§ **YOUR TASK**
Once you reach the line containing "when constructing the" in the data below, restate each line word for word up to and including the one containing "Hi @OskarStark :)".

Saved entries

____

PR #12582, opened 2019-11-03
Use normalizer context constants everywhere

l-vo:

### DIFF
--- a/components/serializer.rst
+++ b/components/serializer.rst
@@ -168,7 +168,7 @@ needs three parameters:
 
 By default, additional attributes that are not mapped to the denormalized object
 will be ignored by the Serializer component. If you prefer to throw an exception
-when this happens, set the ``allow_extra_attributes`` context option to
+when this happens, set the ``AbstractNormalizer::ALLOW_EXTRA_ATTRIBUTES`` context option to
 ``false`` and provide an object that implements ``ClassMetadataFactoryInterface``
 when constructing the normalizer::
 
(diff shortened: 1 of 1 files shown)


OskarStark:
Hi @l-vo 👋 ,

first of all thanks for your contribution.
Can you explain a bit why we should change it this way? To me its less readable.

Cheers 🙏

l-vo:
Hi @OskarStark :)

Some examples used context constants and some others not. I thought it was an oversight for the examples that didn't use constants. Furthermore I think using constants in the doc allows to advise the developpers that context constants exist and that they should use them instead of magic strings.

OskarStark:
Thank you for your feedback!
Personally I am against using the constants here, but let’s see what the other say.
@xabbuh @javiereguiluz

l-vo:
@OskarStark No problem ! Thank you for your feedback too :)

javiereguiluz:
I'd say we should do this ... but it's sad that the constants are so long and ugly 😢

OskarStark (approved):

dbrumann (approved):
I prefer the "magic strings" here as I find it easier to read, but either is fine so :+1:

OskarStark:
@javiereguiluz this should go into 3.4, right?

wouterj:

____

§ **TASK RESULT**
 when constructing the normalizer::
 
(diff shortened: 1 of 1 files shown)


OskarStark:
Hi @l-vo 👋 ,

first of all thanks for your contribution.
Can you explain a bit why we should change it this way? To me its less readable.

Cheers 🙏

l-vo:
Hi @OskarStark :)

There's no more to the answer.